- Born: August 26, 1910 Wilmington, North Carolina, U.S.
- Died: October 1, 2000 (aged 90) Wilmington, North Carolina, U.S.

= Leon Brogden =

American sports coach (1910–2000)

Leon Lafayette Brogden Sr. (August 26, 1910 – October 1, 2000) was an American high school basketball, football and baseball coach in Edenton, Wilson and Wilmington, North Carolina. His most famous products were two quarterbacks: Roman Gabriel, who spent 16 seasons in the NFL and was voted NFL MVP in 1969, and Sonny Jurgensen, who spent 18 seasons in the NFL and was inducted into the Pro Football Hall of Fame in 1983.

==Career==

In 1935, Brogden began his coaching career in Edenton, North Carolina and later moved to Wilson, North Carolina for nine years and then to Wilmington, North Carolina in 1945, where he coached for 30 years.

While best remembered as a basketball coach, Brogden won 55 state championships across basketball, football and baseball.
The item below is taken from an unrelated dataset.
PR #98, opened 2023-05-31
Refactor in favour of single source of truth for stopsign decidedness

### LINKED ISSUE #96: Implicitly decided stopsign during prepare phase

In his book, Multiple Offenses and Defenses, North Carolina Tar Heels coach Dean Smith said that he and his coaches, while scouting, noticed Brogden's New Hanover basketball team using the 1–4 offensive set (one guard high and four players spanning the court at the foul line) and later incorporated that set into their own offenses at North Carolina.

==Recognition==

Brogden was inducted into the Wake Forest University's Sports Hall of Fame in 1974, the North Carolina Sports Hall of Fame in 1970, the North Carolina High School Athletic Association Hall of Fame in 1987, and The Greater Wilmington Sports Hall of Fame in 2006.

==Legacy==

The main gym of New Hanover High School, as well as the county's annual December basketball championship, are named after him.